PR #1228, opened 2024-09-03
load cluster token from Den instead of generating client side

jlewitt1:
- generate cluster tokens in Den instead of client side. tokens are now OIDC compliant, and required for enabling telemetry
- prevent regenerating the cluster tokens unnecessarily on the client side
- ping new den API on clusters in order to validate the token received

### DIFF
--- a/runhouse/rns/rns_client.py
+++ b/runhouse/rns/rns_client.py
@@ -1,4 +1,3 @@
-import hashlib
 import importlib
 import json
 import os
@@ -197,7 +196,6 @@ class RNSClient:
             headers: dict = self._configs.request_headers
 
         if not headers:
-            # TODO: allow this? means we failed to load token from configs
             return None
 
         if "Authorization" not in headers:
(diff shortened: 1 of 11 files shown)


jlewitt1:
* **#1228** <a href="https://app.graphite.dev/github/pr/run-house/runhouse/1228?utm_source=stack-comment-icon" target="_blank">Graphite</a> 👈
* `main`

<h2></h2>

runhouse/rns/rns_client.py
```diff
@@ -220,18 +218,33 @@ def request_headers(
...
+            data=json.dumps(token_payload),
+            headers=self._configs.request_headers,
+        )
+        if resp.status_code != 200:
+            raise Exception(
+                f"Received [{resp.status_code}] from Den POST '{uri}': Failed to load cluster token: {load_resp_content(resp)}"
+            )
+
+        token_data = read_resp_data(resp)
+        return token_data.get("token")
```
mkandler, line 247: Should this method store the token in the config if it's not set already? To prevent future requests?

jlewitt1: I added a decorator to store the value of the cluster token for a given resource address an an in-mem cache for the life of the python process, otherwise i think could get messy if we're having to store lots of different tokens depending on the resource address. wdyt?

mkandler: Seems like a good solution to me! Is that cache invalidatible? Might need to do that if a token becomes stale but probably not an immediate problem

mkandler (approved):
👍

PR #1229, opened 2024-09-03
add num ports to try for ssh tunnel as constant

jlewitt1:


jlewitt1:
* **#1229** <a href="https://app.graphite.dev/github/pr/run-house/runhouse/1229?utm_source=stack-comment-icon" target="_blank">Graphite</a> 👈
* `main`

<h2></h2>

dongreenberg:
I actually don't want this to be a cluster setting, it's not a property of the cluster itself and we mostly don't need to add another setting to the cluster for it. I think we can leave everything as is but just make NUM_PORTS_TO_TRY a global instead of hardcoded as 10, so if a user needs to change it they can just do `runhouse.constants.NUM_PORTS_TO_TRY = 10` as a stopgap. We can figure out how to make it a proper setting in the future but I don't think it's really a property of the cluster itself.

runhouse/resources/hardware/cluster.py
```diff
@@ -116,6 +116,9 @@ def __init__(
         if self._default_env and not self._default_env.name:
             self._default_env.name = _unnamed_default_env_name(self.name)
 
+        self._tunnel_timeout = kwargs.get("tunnel_timeout")
```
carolineechen, line 119: should this be `self._tunnel_timeout = kwargs.get("tunnel_timeout", TUNNEL_TIMEOUT)` and similarly with num_ports_to_try below?

jlewitt1: deferring to donny's temp approach for now , we should revisit this when we make it a real setting

carolineechen (approved):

» WHAT IS BEING ASKED
Lines from the entries that contain the string "name" are what must be copied.

» REPLY
         if self._default_env and not self._default_env.name:
             self._default_env.name = _unnamed_default_env_name(self.name)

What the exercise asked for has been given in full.